Lady Ella Myerston can always find a reason to smile--even if it's just in hope that tomorrow will be better than today. All her life everyone has tried to protect her from the realities of the world, but Ella knows very well the danger that has haunted her brother and their friend, and she won't wait for it to strike again. She intends to take action . . . and if that happens to involve an adventurous trip to the Cotswolds, then so much the better. 
Lord Cayton has already broken two hearts, including that of his first wife, who died before he could convince himself to love her. Now he's determined to live a better life. But that proves complicated when old friends arrive on the scene and try to threaten him into a life of crime. He does his best to remove the intriguing Lady Ella from danger, but the stubborn girl won't budge. How else can he redeem himself, though, but by saving her--and his daughter--from those dangerous people who seem ready to destroy them all?

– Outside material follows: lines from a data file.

PR #917, opened 2019-10-25
Remove hateoas from a SkipperClient

### LINKED ISSUE #913: Shell broken for traverson link following
This looks to be one migration issue with spring-hateoas 1.x. Currently in master we get nothing for commands which rely on traverson:
```
skipper:>platform list
╔════╤════╤═══════════╗
║Name│Type│Description║
╚════╧════╧═══════════╝

skipper:>repo list
╔════╤═══╤═════╤═════╗
║Name│URL│Local│Order║
╚════╧═══╧═════╧═════╝
```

     Out of the three Ladies of the Manor books, I think this one was my favorite--but that just might be because Ella was my favorite of the heroines, and I enjoyed a lot of her banter with Cayton. I liked his character quite a bit!

     As for the plot, it's not something that's wildly original, but in a very self-aware, I-know-exactly-that-this-is-a-cliche-but-I-simply-don't-care way that's strangely endearing. These books take me back to late middle school where I was just starting to read Christian fiction, with that optimistic adventure and romance combination that's just fun, if a tad unrealistic. My only real complaint is that I feel like this book (and the other two in this series as well) went on just a bit too long and never got me well-invested in the climax. Also, the women's stubbornness tended to frustrate me. However, even so, I'm starting to come to the conclusion that Roseanna White's book are exactly what I need when I want a nostalgic, escapist read. Recommended to older teens on up.

Rating: 8

I received this book for free from the publisher in exchange for my honest review.